Wednesday, June 1, 2011

moving.

i am moving to.....



http://timaaustin.tumblr.com/


come join me there. really.

Its gonna be wild, Its gonna be great, Its gonna be full of me

I have really benefited from hard things in my life lately. Music is such a part of who I am, It is an easy thing to run to when I don't know how to express myself. I feel like music can describe the way I am feeling when I cannot.

I have been listening to a lot more christian music lately. Not because I am guilted in to it, but because I have fallen back in love with my savior. And honestly it is all I want to listen to.

Jesus Culture has really ministering to me lately.

The song is called come away. It is clearly a song that has God speaking. It has been a huge encouragement to me. It would be easy for me to look at all of the stupid things I have done, all the lies I have told myself for years. But God is still there asking 'come away with me'. He has a plan for me. Its gonna wild, its gonna be great, but most of all, its going to be full of him.





Come away with me, come away.
It's never too late, it's never too late,
it's not too late for you.
I have a plan for you, I have a plan.
It's going to be wild,
it's going to be great,
it's going to be full of me

Open up your heart and let me in

Acts 15

Every week Don sends me his sermon to look over. This week he sent it to me and something really punched me in the mouth.

In Acts 15 the Jews and the Gentiles were fighting about how to be 'saved'. The jews were in one corner representing circumcision and the Gentiles were in the other corner representing Grace. For the record, if I had to choose it would be grace. They couldn't decided between themselves so they traveled to Jerusalem to have the decision made by a counsel there.

It was beneficial for me to read this passage in light of some of the thoughts that I have been thinking lately.

I have really been struggling through some thoughts of Religion (bad) vs Grace. I would have said, pretty much my whole life, that I believe that Salvation is obviously through grace. And I would still say that. But I think that as I have gotten away from more fundamental churches I realized that I live my life like my salvation is dependent on religion. I have a list of unspoken rules that I need to follow because I am a christian, I have a list of things that I can't do because I am a christian.

When In reality my love for Christ is what should determine what I do or don't do.
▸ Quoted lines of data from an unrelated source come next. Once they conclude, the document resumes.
PR #11748, opened 2025-10-05
fix(core): prevent AllowFailure with retry from getting stuck in Running state

### LINKED ISSUE #11731: retry with AllowFailure get stuck in Running state
### Describe the issue

https://jam.dev/c/64e84fbb-202a-4e5d-9107-45e2db738dbb

raised by @xdatanomad; the execution get stuck in Running state while the values are good and should allow to move forward past the retry.

```yaml
id: reliability_task_and_flow
namespace: demo.durability

tasks:
  - id: hello
    message: Hello World! 🚀

  - id: set_kv
    key: "retry_counter_1"
    value: "1"
    kvType: NUMBER
    overwrite: true

  - id: retry_block
    type: io.kestra.plugin.core.flow.AllowFailure
    tasks:
      - id: log_counter
        message: "Current value of retry_counter_1 is: {{ kv(namespace=flow.namespace, key='retry_counter_1') | string }}"

      - id: run_script
        script: |
          num = {{kv(namespace=flow.namespace, key='retry_counter_1')}}
          print(f"current value: {num}")
          if num < 2:
            raise Exception("not yet!")
          exit(0)
    errors:
      - id: incr_counter
        key: retry_counter_1
        value: "{{ kv(namespace=flow.namespace, key='retry_counter_1') + 1 }}"
        overwrite: true
    retry:
      type: constant
      behavior: RETRY_FAILED_TASK
      maxAttempts: 3
      interval: PT1S
      warningOnRetry: true
    finally:
      - id: log_ok
        message: it's all good! 👍

  - id: the_end
    message: Let's go home! 🏡
```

As more time passes I am realizing how freeing this really is. I don't have a list of rules to do, I don't have a list of things I can't do. I have one goal, and that is to love Christ.

I am not saying I can go do whatever I want, when I want. I am saying that If I love Christ like I should be; If I am enamored with his beauty like he deserves to be, my actions will be in line with what is pleasing to him.

This has all been very challenging for me to get through, but man is it fun to see God hammer home something that he is trying to teach you. I have been getting this lesson from all fronts lately.